Numero da decisão: 2202-003.847
Decisão: Vistos, relatados e discutidos os presentes autos. Acordam os membros do Colegiado, por maioria de votos, rejeitar a preliminar de diligência, suscitada pelo Conselheiro Marcio Henrique Sales Parada. No mérito, por maioria de votos, dar provimento parcial ao recurso para que seja considerada como verba repassada a título de pró-labore mensal por sócio o valor disposto no Contrato Social, ou seja, o valor limite de isenção para o Imposto de Renda Pessoa Física à época dos fatos geradores, considerando como distribuição de lucros a parcela excedente a esse valor. Vencido o Conselheiro Dilson Jatahy Fonseca Neto, que deu provimento integral ao recurso.

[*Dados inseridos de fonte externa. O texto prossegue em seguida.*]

PR #478, opened 2021-07-29
#469/cover with tests header component

NabokinAlexandr:

### DIFF
--- a/package.json
+++ b/package.json
@@ -33,6 +33,7 @@
     "react-slick": "^0.27.13",
     "react-toastify": "^7.0.3",
     "redux": "^4.1.0",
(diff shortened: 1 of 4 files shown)


package.json
```diff
@@ -33,6 +33,7 @@
     "react-slick": "^0.27.13",
     "react-toastify": "^7.0.3",
     "redux": "^4.1.0",
+    "redux-mock-store": "^1.5.4",
```
michalenr, line 36: I wouldn't recommend using this library, because it hasn't been main for 3+ years

Here's a good guide on testing redux from the official docs: https://redux.js.org/usage/writing-tests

Quanto à aplicação da multa, pelo voto de qualidade, aplicar a multa mais benéfica ao contribuinte conforme Portaria Conjunta RFB/PGFN nº 14/2009, vencidos os Conselheiros Martin da Silva Gesto (Relator), Junia Roberta Gouveia Sampaio e Dilson Jatahy Fonseca Neto, que reduziram a multa para trinta e três centésimos por cento, por dia de atraso, limitada ao percentual de 20% (art. 61 da Lei nº 9.430/96). Foi designada a Conselheira Cecilia Dutra Pillar para redigir o voto vencedor. (assinado digitalmente) Marco Aurélio de Oliveira Barbosa - Presidente (assinado digitalmente) Martin da Silva Gesto - Relator (assinado digitalmente) Cecilia Dutra Pillar - Redatora designada Participaram da sessão de julgamento os Conselheiros Marco Aurelio de Oliveira Barbosa (Presidente), Junia Roberta Gouveia Sampaio, Dilson Jatahy Fonseca Neto, Martin da Silva Gesto, Cecilia Dutra Pillar e Marcio Henrique Sales Parada. Ausente justificadamente Rosemary Figueiroa Augusto.